18 Jun 2007 in Dance & Drama

MacRobert Arts Centre, Stirling, 25 May 2007,and touring

Magdalena Kaleta and Fraser C. Sivewright as Anna and David.

THE IMMEDIATE aftermath of the Second World War was a moment ripe with potential and laden with the weight of the past. It was a time when people could begin to put behind them the tragedy and horror of war and look forward to a new life, whether that be a socialist utopia or a consumerist dream.

It is this moment of transition, this still point of the turning world, that Henry Adam identifies in ‘e Polish Quine. His rural Aberdeenshire characters know the past is behind them and that some great shift is ahead but, for the time being, they are unresolved.

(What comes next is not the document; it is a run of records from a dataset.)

PR #127, opened 2020-04-04
updating inline glue css

choldgraf:
I was reading [this fivethirtyeight article](https://fivethirtyeight.com/features/why-its-so-freaking-hard-to-make-a-good-covid-19-model/) and thought that they had an interesting approach to using "variables in prose". They set all variables to be mono fonts, and added a colored background to them:

image

This PR takes a step in that direction, adding a slight grey background behind inserted variable values, so that it is more obvious where we have "pasted" variables vs. regular text.

Another possibility would be to make the `paste:text` output an inline node instead of a text node, so it's mono-fonted as well.

An example of how it looks now:

image

from: https://343-241268229-gh.circle-artifacts.com/0/html/use/glue.html

What do folks think?

### DIFF
--- a/myst_nb/_static/mystnb.css
+++ b/myst_nb/_static/mystnb.css
@@ -110,8 +110,9 @@ div.cell_output table {
 
 
 /* Inline text from `paste` operation */
-
-span.pasted-text {
+span.pasted-inline code, span.pasted-text {
+  background: #e9ecef;
+  padding: 0 .2em;
   font-weight: bold;
 }
 


chrisjsewell:
I guess ideally this would be easily configurable by the user, is the best way to do this *via* sphinx conf `html_css_files = ['css/custom.css']`, or should/could there be more specific configuration that alters the base `mystnb.css` (i.e. it would be more of a template than a static file)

Of course, even with an event as significant as the Second World War, there is no such thing as a clean break. The war changed people dramatically, but it didn’t change everyone in the same way. Some were radicalised, while others held on to the values and prejudices that served them well before the moral and social fabric was so roundly challenged by fascism.

Thus in Adam’s play, we find a soldier, David (Fraser C Sivewright), returning to the land of his childhood, unable to reconcile the horror of the Auschwitz concentration camp with day-to-day peacetime life.

Scared to move forward, he finds his experiences and his university education make it equally impossible to retreat into his past. In Anna (Magdalena Kaleta), the Polish refugee of the title, he thinks he has found a kindred spirit until, at the play’s climax, she reveals that her own experience of exile, rape and abuse has not diminished her anti-Semitism.

Produced in an eccentrically-lit staging by Matthew Zajac for Dogstar in which the outdoor scenes are dimmer than the indoor, the play has its greatest strengths in the language, a rich, sonorous Doric, and in the vivid sense of the landscape.

For the most part, that’s enough to keep you interested, but not enough to compensate for the time it takes for Adam to reach the dramatic heart of his play. Even as late as the interval, the play’s deeper thematic meaning is not apparent and, when finally David plays his cards, describing his most horrific experience in Auschwitz, it feels like the real drama has happened somewhere else.